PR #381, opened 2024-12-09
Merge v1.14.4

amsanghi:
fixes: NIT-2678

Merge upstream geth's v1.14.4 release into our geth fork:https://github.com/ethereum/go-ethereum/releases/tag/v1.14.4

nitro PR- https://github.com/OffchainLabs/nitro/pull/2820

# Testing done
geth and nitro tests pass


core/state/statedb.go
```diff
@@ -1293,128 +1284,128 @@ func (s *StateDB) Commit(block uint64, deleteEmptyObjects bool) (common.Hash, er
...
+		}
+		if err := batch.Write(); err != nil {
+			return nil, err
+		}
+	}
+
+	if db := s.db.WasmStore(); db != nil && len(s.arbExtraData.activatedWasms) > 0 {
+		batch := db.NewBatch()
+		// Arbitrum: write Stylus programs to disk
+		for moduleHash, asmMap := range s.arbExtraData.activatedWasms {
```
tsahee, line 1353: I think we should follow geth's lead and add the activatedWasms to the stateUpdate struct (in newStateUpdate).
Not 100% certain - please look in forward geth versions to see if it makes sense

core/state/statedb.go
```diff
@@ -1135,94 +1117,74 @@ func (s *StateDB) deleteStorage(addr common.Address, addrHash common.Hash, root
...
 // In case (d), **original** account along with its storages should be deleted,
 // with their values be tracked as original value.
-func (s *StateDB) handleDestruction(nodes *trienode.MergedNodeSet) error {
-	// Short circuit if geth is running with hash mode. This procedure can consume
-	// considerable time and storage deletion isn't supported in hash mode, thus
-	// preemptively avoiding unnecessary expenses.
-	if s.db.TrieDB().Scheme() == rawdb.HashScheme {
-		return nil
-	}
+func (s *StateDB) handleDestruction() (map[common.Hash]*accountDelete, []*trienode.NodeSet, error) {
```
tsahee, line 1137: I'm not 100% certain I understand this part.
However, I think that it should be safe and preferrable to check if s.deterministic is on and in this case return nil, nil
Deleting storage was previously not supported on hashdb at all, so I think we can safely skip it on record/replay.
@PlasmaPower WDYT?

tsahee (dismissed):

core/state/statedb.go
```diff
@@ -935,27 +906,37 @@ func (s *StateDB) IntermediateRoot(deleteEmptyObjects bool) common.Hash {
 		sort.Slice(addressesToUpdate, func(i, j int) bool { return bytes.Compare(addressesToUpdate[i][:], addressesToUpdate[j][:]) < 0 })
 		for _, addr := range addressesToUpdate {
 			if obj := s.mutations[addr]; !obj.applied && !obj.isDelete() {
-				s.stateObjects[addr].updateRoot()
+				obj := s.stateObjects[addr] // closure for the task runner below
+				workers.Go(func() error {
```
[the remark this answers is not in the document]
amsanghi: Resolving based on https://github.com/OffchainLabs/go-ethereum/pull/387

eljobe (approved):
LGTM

▸ WORK ITEM
Filter the records above for lines containing the word "deleteEmptyObjects", and copy those lines.

▸ ANSWER TO THIS PROBLEM
@@ -1293,128 +1284,128 @@ func (s *StateDB) Commit(block uint64, deleteEmptyObjects bool) (common.Hash, er
@@ -935,27 +906,37 @@ func (s *StateDB) IntermediateRoot(deleteEmptyObjects bool) common.Hash {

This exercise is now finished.